Factoring

Factoring is a type of financing that helps businesses manage their working capital requirements by using receivables as assets. Usually, a financier purchases the receivables and provides immediate funds to the business. Here the limit is extended to the Supplier based on the credit worthiness of the Buyer. This helps the Supplier to enjoy highly competitive interest rates.

In factoring, the Supplier submits the pending invoices treated as account receivables on our fintech platform. The digital invoices are shared with the Buyer for approval. Once the Buyer approves the invoices and submit additional documents like GRN, the invoices are shared with Financiers on the platform for bidding.

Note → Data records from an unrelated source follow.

PR #359, opened 2026-03-03
Upgrade node in prismic-snapshots

rcantin-w:
## What does this change?

Missed this but should be done as part of the whole upgrade.

> [!NOTE]
> This has been applied and we've confirmed it ran properly last night!

I also am updating the `.terraform.lock.hcl` files which are the equivalent of `yarn.lock` for TF.

I'm not sure about what `terraform plan` outputs but to be fair I'd be for applying it and reversing if it implodes. This is for prismic-snapshot, the risk isn't very high.

#### Fixed one test script bug (pre-existing issue)
The local test script for `prismic-backup-download` was already broken on `main` due to a handler signature change in December 2025:
- **Issue**: On Dec 16, 2025, commit [e60c398](https://github.com/wellcomecollection/content-api/commit/e60c398) changed the Lambda handler from expecting `event.batch` to expecting the batch array directly as `event`
- **Fix**: Updated test script to pass `event.batch` to the handler instead of the full event object
- **Note**: This was not caused by the Node upgrade - the test has been failing since December

#### Improved test documentation
- Updated README to use `yarn` commands consistently
- Clarified that tests work without LocalStack (they validate Prismic API integration but fail on S3 operations)
- Documented expected behavior: tests fetch from Prismic successfully but fail on S3 with `InvalidAccessKeyId` errors unless LocalStack is configured
- Commented out LocalStack endpoint by default in test files to match documentation

I'm still not fully convinced by the test coverage, I think there is work to do here, but as a separate concern.

## How to test

Not sure!

Everything on Node 24.

See above


infrastructure/prismic-snapshots/testing/test-prismic-backup-download.js
```diff
@@ -11,10 +11,12 @@ process.env.BUCKET_NAME = 'wellcomecollection-prismic-downloads';
...
   process.env.AWS_SECRET_ACCESS_KEY = 'test';
-  console.log('Using dummy AWS credentials for LocalStack');
+  console.log(
+    'Using dummy AWS credentials (will fail on S3 operations without LocalStack)'
+  );
 }
 
-// For LocalStack, uncomment this:
+// For LocalStack testing with S3, uncomment this:
 process.env.S3_ENDPOINT = 'http://localhost:4566';
```
davidpmccormick: Not introduced in this PR but the comment makes it sounds like this should be commented out?

davidpmccormick (approved):
Just a question about the comment

PR #715, opened 2018-06-14
bug fix for bug #709

goldenhub77:


kgf:
This is pulling in all the Rails 5 stuff. I suspect the head of development on Sean's fork is even with the HEAD the main repo's development.

I would appreciate a PR **based** on the v2.10.0 branch and also targeting that branch, with only these changes. We're still testing the major changes in Rails 5.2 upgrade

PR #720, opened 2018-07-05
Added Rails version to migration definitions

kgf:
See https://blog.bigbinary.com/2016/03/01/migrations-are-versioned-in-rails-5.html


db/schema.rb
```diff
@@ -324,6 +324,7 @@
     t.string "event_statuses"
     t.string "event_assigned"
     t.string "id_code"
+    t.text "individuals"
```
pcai, line 327: which is correct?

PR #722, opened 2018-07-05
Added default subject message back in

### LINKED ISSUE #719: New notifications no longer have default message.
The default used to include details about the event, but now it stops at `Please provide availability for `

The Financiers submit discounting offers on the platform. The Seller then selects the best offer and receives funds from the Financier in a single business day. The Buyer is updated with the discounting to update its beneficiary account. Once the credit period is over, the Buyer pays the outstanding amount to the Financier.

Reverse Factoring

Unlike Factoring, where a Supplier wants to finance its receivables, reverse factoring (or supply chain financing) is an invoice discounting solution initiated by the Buyer. Again, it helps manage the working capital requirements of the Supplier and since the process is initiated by the Buyer, the interest applied is less than the one the supplier would have been given had he done it on her own.

In Reverse Factoring, the Buyer submits pending invoices (account receivables) on the Zuron platform. The approved invoices and additional documents like GRN are shared with Financiers on the platform for bidding. The Financiers submit discounting offers on the platform. The Buyer then selects the best offer and the Supplier receives the funds from the Financier in a single business day.

The Buyer is updated with the discounting to update its beneficiary account. Once the credit period is over, the Buyer pays the outstanding amount to the Financier.